YOUR ASSIGNMENT: Where the records below show the word "twice" in a line, please copy that line.

INFORMATION GIVEN:
PR #348, opened 2024-09-17
Fix CI

IAlibay:
- Add in the shim for macos.

### DIFF
--- a/.github/workflows/mypy.yaml
+++ b/.github/workflows/mypy.yaml
@@ -30,6 +30,7 @@ jobs:
           cache-downloads: true
           create-args: >-
             python=3.10
+            rdkit=2023.09.5
           init-shell: bash
 
       - name: "Install steps"
--- a/.github/workflows/mypy.yaml
+++ b/.github/workflows/mypy.yaml
@@ -29,7 +29,7 @@ jobs:
           cache-environment: true
           cache-downloads: true
           create-args: >-
-            python=3.9
+            python=3.10
           init-shell: bash
 
       - name: "Install steps"
--- a/docs/environment.yaml
+++ b/docs/environment.yaml
@@ -9,4 +9,4 @@ dependencies:
 - sphinx
 - openmm
 - pip:
-  - git+https://github.com/OpenFreeEnergy/ofe-sphinx-theme@main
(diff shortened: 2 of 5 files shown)


docs/environment.yaml
```diff
@@ -9,4 +9,4 @@ dependencies:
 - sphinx
 - openmm
 - pip:
-  - git+https://github.com/OpenFreeEnergy/ofe-sphinx-theme@main
+  - git+https://github.com/OpenFreeEnergy/ofe-sphinx-theme@a45f3edd5bc3e973c1a01b577c71efa1b62a65d6
```
IAlibay, line 12: This is a known issue upstream

.github/workflows/mypy.yaml
```diff
@@ -29,7 +29,8 @@ jobs:
           cache-environment: true
           cache-downloads: true
           create-args: >-
-            python=3.9
+            python=3.10
+            rdkit=2023.09.5
```
IAlibay, line 33: I've never been able to work that one out.

dotsdl: @IAlibay can you elaborate? Work what out here?

docs/environment.yaml
dotsdl: Can you link to the issue? I'd like to learn what's going on here so we can follow up later.

dotsdl (approved):
@IAlibay some questions, but nothing blocking.

Do we know why some of the CI runs appear to be waiting endlessly?

.github/workflows/mypy.yaml
IAlibay: For some reason or another mypy has been complaining about a certain error with rdkit 2024+. Something about self being defined twice for a certain object.

Our approach has just been to pin to an older version of rdkit, but honestly we should try to fix it properly.

docs/environment.yaml
IAlibay: Here we go: https://github.com/OpenFreeEnergy/ofe-sphinx-theme/issues/5

It's a fixaeble packaging issue but I've not had time to look into it.

IAlibay:
> Do we know why some of the CI runs appear to be waiting endlessly?

It's because we've changed the matrix and some of the checks are enforced as "necessary" in the gufe repo settings, so github is waiting for runners that don't exist.

Issue #361, opened 2024-10-15
Add convenience methods to `GufeTokenizable`s for producing keyed chain representations


dotsdl:
After #286 is merged, it may make sense to add `to_keyed_chain` and `from_keyed_chain` methods to `GufeTokenizable` to make keyed chains a convenient representation in the same way as keyed dicts and shallow dicts.

We should also add corresponding developer docs giving guidance on when this representation is most advantageous.

PR #367, opened 2024-10-24
Add to/from keyed chain methods to `GufeTokenizable`

jthorton:
Implements #361 by adding `to_keyed_chain` and a `from_keyed_chain` classmethod to GufeTokenizable. This should enable more compact serialisation options of GufeTokenizable objects throughout the ecosystem.


dotsdl:
Thanks for this @jthorton! It looks like #368 also features these changes, so I recommend we proceed with that one and close this PR.

Issue #359, opened 2024-10-11
Convience methods to write to/from json


jthorton:
While writing tests for the industry benchmark I find myself writing the same two bits of code a lot to write and load `AlchemicalNetworks` to json file. I think it would make sense to add them as functions to avoid repeated code. I would suggest a `to_json_file` method and a `from_json_file` class method. In the future we might consider other supported file types like messagepack so a general `to_file` and `from_file` might be more appropriate with the file type inferred from the name.

I noticed that the `Transformation` object can already be written to json using its `dump` method so I think having some general serialisation options on the `GufeTokenizable` class would be very useful!

dotsdl:
Agree with this @jthorton! Although this gets a bit tricky, since there are multiple representations a `GufeTokenizable` can take, including `dict`, `shallow_dict`, `keyed_dict`, and now `keyed_chain`. All of these are readily JSON-serializable except `shallow_dict`, but which one should be used for e.g. `to_json`?

What may help is to create a `gufe.serialization` submodule with convenience functions, such as `to_json`, `from_json`, `to_msgpack`, `from_msgpack`, etc. These functions could by default return an in-memory representation, but could optionally take a filename or file-like object to write to.

Do you think that would be sufficient, or still be annoying as a downstream user of `GufeTokenizable`s?

jthorton:
> All of these are readily JSON-serializable except shallow_dict, but which one should be used for e.g. to_json?

I would say the most minimal one which can be used to roundtrip the same object currently I just use `dict` as I wasn't sure but if the `to/from` methods could handle this for me that would be fantastic!

>What may help is to create a gufe.serialization submodule with convenience functions, such as to_json, from_json, to_msgpack, from_msgpack, etc. These functions could by default return an in-memory representation, but could optionally take a filename or file-like object to write to.

Great idea, I think that would help a lot and save [downstream implementations](https://github.com/asapdiscovery/asapdiscovery/blob/7234302b61cb367e27b1ac458d7d637cac48c2b0/asapdiscovery-alchemy/asapdiscovery/alchemy/schema/base.py#L15-L32).

PR #368, opened 2024-10-24
JSON serialization on `GufeTokenizable`

jthorton:
Implements #359.

This adds convenience methods to the `GufeTokenizable` class to aid easy serialisation to and from JSON using the `keyed_chain` pattern which keeps the JSON objects small. 

# Questions
@dotsdl I like the idea of having a serialisation module but noticed I would have to move the `JSON_HANDLER` which is a large API break so I went for the easier option for now. 

For the `from_json` method I wasn't quite sure how to handle filelike vs  JSON object input, Do you have any ideas? 

I noticed the [Transformation](https://docs.openfree.energy/en/stable/cookbook/dumping_transformation.html) object has saving and loading from JSON already with its `dump/load` methods do we want to keep these and route them through the new `to/from_json` methods and remove them later?

If we are happy with this I'll add some tests.

### DIFF
--- a/gufe/tests/test_tokenization.py
+++ b/gufe/tests/test_tokenization.py
@@ -257,18 +257,21 @@ class TestGufeTokenizable(GufeTokenizableTestsMixin):
 
     def test_to_json_string(self):
         raw_json = self.cont.to_json()
+
         # tuples are converted to lists in JSON so fix the expected result to use lists
         expected_key_chain = [list(tok) for tok in self.expected_keyed_chain]
         assert json.loads(raw_json, cls=JSON_HANDLER.decoder) == expected_key_chain
 
     def test_from_json_string(self):
         recreated = self.cls.from_json(content=json.dumps(self.expected_keyed_chain, cls=JSON_HANDLER.encoder))
+
         assert recreated == self.cont
         assert recreated is self.cont
 
     def test_to_json_file(self, tmpdir):
         file_path = tmpdir / "container.json"
         self.cont.to_json(file=file_path)
+
         # tuples are converted to lists in JSON so fix the expected result to use lists
         expected_key_chain = [list(tok) for tok in self.expected_keyed_chain]
         assert json.load(file_path.open(mode="r"), cls=JSON_HANDLER.decoder) == expected_key_chain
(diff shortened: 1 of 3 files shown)


dotsdl (changes requested):
Fantastic work @jthorton! I've made some adjustments, and also added the ability to use `from_json` on either string content or filepath/filelike objects.

Can you add some tests for `to_json` and `from_json`? I like what you've added for `to_keyed_chain` and `from_keyed_chain`, so these can just expand on those.

jthorton:
Thanks for the review @dotsdl the tests are included in [068d583](https://github.com/OpenFreeEnergy/gufe/pull/368/commits/068d58380a195ceb529ee0f7a079f54c51de8090). Should we also update the [documentation](https://gufe.readthedocs.io/en/latest/guide/serialization.html#dumping-arbitrary-objects-to-json) to advertise the new serialization method?

dotsdl:
> Thanks for the review @dotsdl the tests are included in [068d583](https://github.com/OpenFreeEnergy/gufe/pull/368/commits/068d58380a195ceb529ee0f7a079f54c51de8090). Should we also update the [documentation](https://gufe.readthedocs.io/en/latest/guide/serialization.html#dumping-arbitrary-objects-to-json) to advertise the new serialization method?

Yes! Good catch! Would you like to give it a go? Otherwise I'm happy to update the docs as an additional commit to this PR.

jthorton:
@david I had a go at the docs and the changes can be seen [here](https://gufe--368.org.readthedocs.build/en/368/guide/serialization.html#built-in-serialisation) please feel free to edit as you see fit.

gufe/tests/test_tokenization.py
```diff
@@ -232,6 +247,39 @@ def test_from_keyed_dict(self):
...
+
+    def test_from_keyed_chain(self):
+        recreated = self.cls.from_keyed_chain(self.expected_keyed_chain)
+        assert recreated == self.cont
+        assert recreated is self.cont
+
+    def test_to_json_string(self):
+        raw_json = self.cont.to_json()
+        # tuples are converted to lists in JSON so fix the expected result to use lists
+        expected_key_chain = [list(tok) for tok in self.expected_keyed_chain]
```
dotsdl, line 262: Ah, I guess this is a slight ugly spot in our keyed chain representation, but philosophically I do prefer the tuple usage since each element of a keyed chain has exactly two elements of its own.

dotsdl (approved):
Fantastic work @jthorton! Feel free to merge if satisfied!

gufe/tests/test_tokenization.py
jthorton: I agree the tuple is nicer I'll just leave this here so others know whats going on.

PR #369, opened 2024-10-24
Save edge annotations in `LigandNetwork.to_graphml`

### LINKED ISSUE #365: `LigandNetwork.to_graphml` does not save edge annotations
Round tripping a `LigandNetwork` to graphml does not save the edge annotations like the mapping score which users might want to review later.  See the example:

```python
from rdkit import Chem
from openfe import SmallMoleculeComponent
import openfe
from openfe.setup.ligand_network_planning import generate_minimal_spanning_network
from openfe.setup import LomapAtomMapper
from gufe import LigandNetwork



# Load ligands using RDKit
ligands_sdf = Chem.SDMolSupplier('tyk2_ligands.sdf', removeHs=False)

# Now pass these to form a list of Molecules
ligand_mols = [SmallMoleculeComponent(sdf) for sdf in ligands_sdf]

# plan a quick network
mst_network = generate_minimal_spanning_network(
    ligands=ligand_mols,
    scorer=openfe.lomap_scorers.default_lomap_score,
    mappers=[LomapAtomMapper(),])

# print the edge scores
for edge in mst_network.edges:
    print(edge.annotations["score"])

# now round trip the ligand network
graphml = mst_network.to_graphml()
del mst_network
network2 = LigandNetwork.from_graphml(graphml_str=graphml)
# check the scores again
for edge in network2.edges:
    print(edge.annotations["score"])

```
> 0.9048374180359595
0.951229424500714
0.33287108369807955
0.301194211912202
0.9048374180359595
0.951229424500714
0.9048374180359595
0.36787944117144233
0.951229424500714
Traceback (most recent call last):
  File "/Users/joshua/Documents/Software/openfe_dev/graphml_issue/test_graphml.py", line 32, in <module>
    print(edge.annotations["score"])
          ~~~~~~~~~~~~~~~~^^^^^^^^^
KeyError: 'score'

jthorton:
Fixes #365.

Tests will currently fail as the test file has no edge annotations, I just want to check we are happy with the method before I edit the test file.

### DIFF
--- a/gufe/tests/test_ligand_network.py
+++ b/gufe/tests/test_ligand_network.py
@@ -47,9 +47,9 @@ def mols():
 @pytest.fixture
 def std_edges(mols):
     mol1, mol2, mol3 = mols
-    edge12 = LigandAtomMapping(mol1, mol2, {0: 0, 1: 1})
-    edge23 = LigandAtomMapping(mol2, mol3, {0: 0})
-    edge13 = LigandAtomMapping(mol1, mol3, {0: 0, 2: 1})
+    edge12 = LigandAtomMapping(mol1, mol2, {0: 0, 1: 1}, {"score": 0.0})
+    edge23 = LigandAtomMapping(mol2, mol3, {0: 0}, {"score": 1.0})
+    edge13 = LigandAtomMapping(mol1, mol3, {0: 0, 2: 1}, {"score": 0.5})
     return edge12, edge23, edge13
 
 
--- a/gufe/ligandnetwork.py
+++ b/gufe/ligandnetwork.py
@@ -97,7 +97,8 @@ class LigandNetwork(GufeTokenizable):
             (
                 mol_to_label[edge.componentA],
                 mol_to_label[edge.componentB],
-                json.dumps(list(edge.componentA_to_componentB.items()))
+                json.dumps(list(edge.componentA_to_componentB.items())),
+                json.dumps(edge.annotations),
             )
             for edge in self.edges
         ])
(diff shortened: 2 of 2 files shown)


gufe/tests/test_ligand_network.py
```diff
@@ -47,9 +47,9 @@ def mols():
 @pytest.fixture
 def std_edges(mols):
     mol1, mol2, mol3 = mols
-    edge12 = LigandAtomMapping(mol1, mol2, {0: 0, 1: 1})
-    edge23 = LigandAtomMapping(mol2, mol3, {0: 0})
-    edge13 = LigandAtomMapping(mol1, mol3, {0: 0, 2: 1})
+    edge12 = LigandAtomMapping(mol1, mol2, {0: 0, 1: 1}, {"score": 0.0})
```
IAlibay, line 50: Could you test other types of annotations too? For example, what if you passed a united quantity - from the code, it looks like that might fail ungracefully.

IAlibay (changes requested):
A bit more testing might be worth it, that way we know the bounds of what's possible.

gufe/tests/test_ligand_network.py
jthorton: Good point we could add support for all of our JSON codec entries here, it might be worth considering transitioning to the new `to_json` and `from_json` methods to serialise these networks generally.

IAlibay: For now unfortunately we do have to fix the graphml serialisation because it's what we've been getting out users to use, so for the rest of 1.x we have an obligation to keep this going. 

Probably just trying to see if we can use the standard JSON decoder/encoder on the annotations might be worth it.

IAlibay (approved):

PR #374, opened 2024-10-29
Removed all hardcoded gufe keys from GufeTokenizable tests in test suite

dotsdl:
We do not consider `gufe` keys to be stable across versions, though they should be stable in-process and generally across machines running the same software versions. We only rely on them being stable in-process, however.

### DIFF
--- a/gufe/tests/test_tokenization.py
+++ b/gufe/tests/test_tokenization.py
@@ -82,7 +82,6 @@ class GufeTokenizableTestsMixin(abc.ABC):
 
     # set this to the `GufeTokenizable` subclass you are testing
     cls: type[GufeTokenizable]
-    key: Optional[str]
     repr: Optional[str]
 
     @pytest.fixture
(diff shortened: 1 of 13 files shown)


gufe/tests/test_tokenization.py
```diff
@@ -140,9 +139,6 @@ def test_to_shallow_dict_roundtrip(self, instance):
         # include `np.nan`s
         #assert ser == reser
 
-    def test_key_stable(self, instance):
```
IAlibay, line 143: We should do a key stability test - i.e. if you generate the key twice do you get the same value. 

Shall we change this test to that?

IAlibay (changes requested):
As you mention, keys should be stable in the same python call so we should probably have a small test that checks that.

gufe/tests/test_tokenization.py
dotsdl: Yes! This is a good idea; I'll implement this next.

dotsdl: @IAlibay please have a look at 1dca49d and let me know if this satisfies!

IAlibay (approved):
lgtm!

dotsdl:
Gracias @IAlibay! Merging!

PR #381, opened 2024-10-30
Add the `n_protocol_dag_results` property to `ProtocolResult`

ianmkenney:
This PR adds the `n_protocol_dag_results` property to the `ProtocolResult` class. It reflects the number of `ProtocolDAGResult`s that were input to the `_gather` call.


ianmkenney:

RESULT OF THIS TASK:
IAlibay: For some reason or another mypy has been complaining about a certain error with rdkit 2024+. Something about self being defined twice for a certain object.
IAlibay, line 143: We should do a key stability test - i.e. if you generate the key twice do you get the same value. 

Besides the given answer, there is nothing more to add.